▸ Assignment: Search the records for the word "langs" and report each line that has it.

▸ Excerpted records:
PR #1662, opened 2019-04-12
fix(contributionFlow): refresh LoggedInUser at the end

flickz:
Ref ([#1724](https://github.com/opencollective/opencollective/issues/1724))


src/pages/createOrder.js
```diff
@@ -353,6 +353,7 @@ class CreateOrderPage extends React.Component {
       const res = await this.props.createOrder(order);
       const orderCreated = res.data.createOrder;
       this.setState({ submitting: false, submitted: true, error: null });
+      await this.props.refetchLoggedInUser();
```
Betree: I'd say we don't need to `await`, we can start redirecting to the success page before the user info gets refreshed.

PR #1663, opened 2019-04-12
Ignore crowdin branch in CI

Betree:
Only left `update-langs` as I sometimes edit the translations directly on the crowdin branch. It's also a security if for any reason Crowdin goes wrong and starts messing up with the translation files.

I didn't tried to remove Now because it can be useful to review translations in their context.

### DIFF
--- a/.circleci/config.yml
+++ b/.circleci/config.yml
@@ -1,6 +1,8 @@
 version: 2
 
 aliases:
+  crowdin_branch: &crowdin_branch /i18n\/crowdin.*/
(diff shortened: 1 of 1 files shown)


znarf:
@Betree check the test?

Betree:
@znarf The failure is expected, it's failing on https://github.com/opencollective/opencollective-frontend/pull/1632 too. Wee need to run the `build:langs` but I'd rather do that on the main PR (1632)

PR #1667, opened 2019-04-12
Remove snapshot testing from search page

Betree:
The `src/pages/__tests__/__snapshots__/search.test.js.snap` snapshot doesn't serve its purpose. Snapshots should be shorts and contained to version the results of a render and quickly see changes. But no one is going to read the diff when 1000+ lines change just because we added a section in the footer of the website.

Example: https://github.com/opencollective/opencollective-frontend/pull/1658/files#diff-72d7623bcd3165256f0f1ec739ab0d77

Reasons:
- Styled components is making snapshots dirty
- We're snapshoting something way too big

Snapshot testing is about testing isolated components, not pages.


package.json
```diff
@@ -183,6 +183,11 @@
     },
     "setupFiles": [
       "<rootDir>/test/setup.js"
+    ],
+    "testPathIgnorePatterns": [
+      "/node_modules/",
+      "/__fixtures__/",
+      ".history"
```
znarf: What is this change about?

Betree: Jest likes to explore all the folders. This normally defaults to `node_modules` but I needed to add `.history` so Jest doesn't run on all the previous versions of my files

PR #1676, opened 2019-04-15
Edit user email UX improvements

Betree:
Resolve https://github.com/opencollective/opencollective/issues/1711

Following @alannallama's feedback, this improves the UX on the edit user email. The input is not disabled anymore, we can directly set a value and click submit.

Peek 15-04-2019 21-21


alannallama:
Thank you! Much better :)

PR #1681, opened 2019-04-16
ContributionFlow: Add FAQ to ContributeAs

flickz:
This PR creates a new FAQ component as `ContributeAsFAQ` , adds it to `createOrder` page as shown below: 
Screenshot from 2019-04-16 15-36-02

Ref ([#1874](https://github.com/opencollective/opencollective/issues/1874))

### DIFF
--- a/src/pages/createOrder.js
+++ b/src/pages/createOrder.js
@@ -665,7 +665,7 @@ class CreateOrderPage extends React.Component {
     if (step.name === 'contributeAs') {
       return (
         <Flex justifyContent="center" width={1}>
-          <Box width={[0, null, null, 1 / 4]} />
+          <Box width={[0, null, null, '24em']} />
           <Container>
             <StyledInputField
               htmlFor="contributeAs"
--- a/src/pages/createOrder.js
+++ b/src/pages/createOrder.js
@@ -24,6 +24,7 @@ import ErrorPage from '../components/ErrorPage';
 import Page from '../components/Page';
 import Link from '../components/Link';
 import ContributeAs from '../components/ContributeAs';
+import ContributeAsFAQ from '../components/faqs/ContributeAsFAQ';
 import StyledInputField from '../components/StyledInputField';
 import { withStripeLoader } from '../components/StripeProvider';
 import { withUser } from '../components/UserProvider';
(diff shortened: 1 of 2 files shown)


flickz:
@Betree Have made changes and I think it's better now.
Screenshot from 2019-04-18 11-04-05

Betree:
It is, there's just a last glitch (those centering issues are always a pain :slightly_frowning_face:) when we expend the text:

Peek 23-04-2019 17-04

flickz:
@Betree Thank you, I totally missed that, have updated the code now.

Betree:
Just noticed it, I'm not sure if it's linked to the changes in this PR but main component is not centered properly. @flickz This is on Firefox:

image

znarf:
@Betree I'm not sure how to reproduce the issue. Can you check again and compare to production?

The PR branch deployment is https://opencollective-frontend-mjxmzcrlqp.now.sh/

Screen Shot 2019-04-29 at 10 39 10

Screen Shot 2019-04-29 at 10 38 58

Betree:
I think this one is expected @znarf, we don't have the place to center it with this screen size. We do the same for other FAQs.

Regarding my bug I still see it with Firefox 66.0.3 on https://opencollective-frontend-mjxmzcrlqp.now.sh/babel/donate

image

znarf:
@flickz what do you think about @Betree last comment?

flickz:
@Betree I think this is better now?
Screenshot from 2019-04-30 16-41-01

src/pages/createOrder.js
```diff
@@ -663,26 +664,32 @@ class CreateOrderPage extends React.Component {
...
-                onProfileChange={this.updateProfile}
-                profiles={profiles}
-                personal={personal}
-                defaultSelectedProfile={this.getLoggedInUserDefaultContibuteProfile()}
-              />
-            </Container>
-          )}
-        </StyledInputField>
+        <Flex justifyContent="center" width={1}>
+          <Box width={[0, null, null, 1 / 4.7]} />
```
znarf: `1 / 4.7` this is a weird value, is there a better solution than that?

src/pages/createOrder.js
```diff
@@ -665,7 +665,7 @@ class CreateOrderPage extends React.Component {
     if (step.name === 'contributeAs') {
       return (
         <Flex justifyContent="center" width={1}>
-          <Box width={[0, null, null, 1 / 4]} />
+          <Box width={[0, null, null, 0.21]} />
```
znarf: It's still a weird value, what is the rationale behind it?

flickz: I felt that was the only accurate way, till I remember to read the docs. :slightly_smiling_face: Just changed it to `'24em'`.

Betree: Screens with big resolution will still have a centering issue (see screenshot below). Also it's unclear to me where does this `24em` comes from.

Why not copy the behaviour that we have for step details, step payment and step summary where we do `width={1/5} | width={3/5} | width={1/5}`?

Screenshot_2019-05-03 Contribute - Babel - Open Collective

flickz: @Betree Using `width={1/5}` led to the behavior on Firefox, `24em` appears to be more accurate and less weird value compare to the previous have used.

znarf: @Betree @flickz I have to merge that feature but I don't think we have an agreement on the `24em` value, we'll need to follow up on that.

Betree: @flickz `1/5` is easy to read and understand. We could also go with `20/100` if we clearly want to express that it is a percentage.

I still don't understand where does this `24em` comes from.

Opening another issue to track this.

PR #1686, opened 2019-04-18
Skip fallback/proxy and link avatar images to service

znarf:


Betree:
AvatarWithHost has been deleted to conform with latest design. It can be removed safely to solve the conflict.

PR #1687, opened 2019-04-18
Adds Russian to translate script

eloyekunle:


Betree:
Good catch @eloyekunle, thank!

PR #1702, opened 2019-04-24
Page for host pending approvals

Betree:
Require https://github.com/opencollective/opencollective-api/pull/1920
Resolve https://github.com/opencollective/opencollective/issues/1768

Peek 24-04-2019 21-21


Betree:
@alannallama I haven't created any menu entry for this page, the only way to navigate to it is to go to `https://opencollective.com/{collective_slug}/collectives/pending`

Is that ok for you?

Betree:
Last version with tabs:

Peek 24-04-2019 21-21

alannallama:
Looks good @Betree!

So to use this, what I would do is copy the Collective name into an email search, because in order to assess the Collective, I need all the info that goes along with their application (URL, etc). But this is fine as an MVP. 

Let's stick with this solution until we're ready to more fully improve the Collective approval flow, because there are a lot of other changes I'd suggest then that I don't want to distract you with now.

Betree:
@alannallama Ok sounds good. The name of the collective is currently clickable, so you can access the page easily. Let's use that and see how we can improve things.

I'll deploy this before tomorrow's meeting so we can review it.

PR #4003, opened 2020-04-20
MemberInvitation: Center title

Betree:
Related to https://github.com/opencollective/opencollective/issues/3070

Text-align: center was recently removed from H1's default to improve consistency, which created this regression. I haven't tried to fix the other issues described in https://github.com/opencollective/opencollective/issues/3070 as I'm not sure what the expectation is.

image

### DIFF
--- a/pages/member-invitations.js
+++ b/pages/member-invitations.js
@@ -61,7 +61,7 @@ class MemberInvitationsPage extends React.Component {
                   <Loading />
                 ) : (
                   <div>
-                    <H1 mb={5}>
+                    <H1 mb={5} textAlign="center">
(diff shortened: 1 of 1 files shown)


znarf:
While I have an opinion here on font size and padding, I'm not a designer and I should not be making such calls. Let's ask feedback from @raulgrafico or @Memo-Es.

Betree:
@znarf let's do it on the issue, we can already merge this fix for centering title without waiting for design's feedback

Memo-Es:
We could have that input on a quick mockup tomorrow, interested on catching up with this in (or after) tomorrow's stand up @Betree @znarf

PR #4005, opened 2020-04-20
Remove @rebass/grid dependency

Betree:
Resolve https://github.com/opencollective/opencollective/issues/2929

We recently had more confusion about `@rebass/grid` because the package that we used is deprecated and the documentation on https://rebassjs.org/reflexbox/ doesn't match the component that we're using.

I imported the file in our codebase (https://github.com/opencollective/opencollective-frontend/pull/4005/files#diff-ad7c1cbc2fc6a3e54fb9f16e11045d42) and removed the dependency.


znarf:
Good call!

PR #4010, opened 2020-04-20
Display readable Sequelize errors

kewitz:
Related to https://github.com/opencollective/opencollective/issues/3075

### DIFF
--- a/lib/errors/index.js
+++ b/lib/errors/index.js
@@ -126,8 +126,14 @@ export const getErrorFromGraphqlException = exception => {
       return createError();
     }
   } else {
+    let message = get(firstError, 'message');
+    const sequelizeErrorMessage = get(firstError, 'extensions.exception.errors[0].message');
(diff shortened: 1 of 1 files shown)


lib/errors/index.js
```diff
@@ -203,6 +209,7 @@ const msg = {
  * @param {FormError} error - as returned by `createError`
  */
 export const formatErrorMessage = (intl, error, fallback = ERROR.UNKNOWN) => {
+  console.log(error);
```
znarf, line 212: console.log

kewitz:
@betree I agree.
In this case, the backend is actually verifying and throwing a standard GraphQL error and the fact that this is causing problems is due to an edge case that is fixed in https://github.com/opencollective/opencollective-api/pull/3743.
This is just a patch to make sure that, in an eventual leak of a Sequelize validation problem to the frontend, we can display a readable error.

PR #4017, opened 2020-04-21
Expense: Notification expense create success

Betree:
Notification can be dismissed thanks to the `Dismiss` button.

## New `TemporaryNotification` component

I did not re-use `DismissibleMessage` for this specific message because that's not something we want to store in users settings nor localstorage, it's a really temporary notification meant to only be displayed immediately after users trigger an action (ie. copy paste, create success, etc).

I instead introduced a `TemporaryNotification` that stores the dismissed info in the local state. It's up to parent to show the notification only when required. But the good news is, both components can be used together if needed - I added a small example in styleguide for this:

```jsx
<DismissibleMessage messageId="____">
  {({ dismiss }) => (
    <TemporaryNotification onDismiss={dismiss}>
      Dismissing me is a permanent action!
    </TemporaryNotification>
  )}
</DismissibleMessage>
```

## Preview

image


components/UserProvider.js
```diff
@@ -24,6 +24,11 @@ class UserProvider extends React.Component {
     client: PropTypes.object,
     loadingLoggedInUser: PropTypes.bool,
     children: PropTypes.node,
+    /**
+     * If not used inside of NextJS (ie. in styleguide), the code that checks if we are
+     * on `/signin` that uses `Router` will crash. Setting this prop bypass this behavior.
+     */
+    skipRouteCheck: PropTypes.bool,
```
Betree, line 31: Adding this was a requirement for the `DismissibleMessage` example.

pages/expense.js
```diff
@@ -212,8 +222,25 @@ class ExpensePage extends React.Component {
...
+    Router.replaceRoute(
+      `expense-v2`,
+      {
+        parentCollectiveSlug,
+        collectiveSlug,
+        collectiveType: parentCollectiveSlug && 'events',
+        ExpenseId: legacyExpenseId,
+      },
+      {
+        shallow: true, // Do not re-fetch data, do not loose state
```
Betree, line 237: This one is a nice friend, it removes the `?createSuccess=true` from the route while preserving the state of the page (typed comment, editing expense, ...).

components/TemporaryNotification.js
```diff
@@ -0,0 +1,83 @@
...
+    <Notification position={position}>
+      <Box mr="auto" />
+      <Box>{children}</Box>
+      <Box ml="auto">
+        <DismissButton
+          ml={2}
+          onClick={() => {
+            setDismissed(true);
+            if (onDismiss) {
+              onDismiss();
```
kewitz, line 60: I like how explicit it is right now, but since I know you're interested in TS's optional chaining, this is also possible:
```ts
setDismissied(true);
onDismiss?.();
```

components/TemporaryNotification.js
```diff
@@ -0,0 +1,83 @@
...
+            }
+          }}
```
kewitz, line 62: 🍨 
Should we call `onDismiss` before actually hiding the banner?
How much are we allowing this logic to be extended?
Perhaps something like this could be more generic and compatible with different use cases:
```suggestion
          onClick={async () => {
            if (onDismiss) {
              await onDismiss();
            }
            setDismissed(true);
          }}
```

components/TemporaryNotification.js
Betree: Nice way to write it too indeed, I didn't think about using that for function calls :+1:

components/TemporaryNotification.js
Betree: The one I have in mind for this would be an async call (like `DismissibleMessage`) that saves some info when the notification is dismissed. In such case, I think it's better to close the notification right away when clicked, no need to wait fo the async call to finish.

If we call `onDismiss` first, there's a change that parents will adapt the page and eventually remove the notification from the DOM, resulting in `Calling setState on a unmoounted component` warnings when trying to `setDismissed(true)`.

That being said no problem to change it if there's a use case, but we need to also add a loading state for the button to not make it look unresponsive.

Betree: Merging to get this live. Still open for discussion, feel free to refactor it if you need to!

▸ Response below:
Only left `update-langs` as I sometimes edit the translations directly on the crowdin branch. It's also a security if for any reason Crowdin goes wrong and starts messing up with the translation files.
@znarf The failure is expected, it's failing on https://github.com/opencollective/opencollective-frontend/pull/1632 too. Wee need to run the `build:langs` but I'd rather do that on the main PR (1632)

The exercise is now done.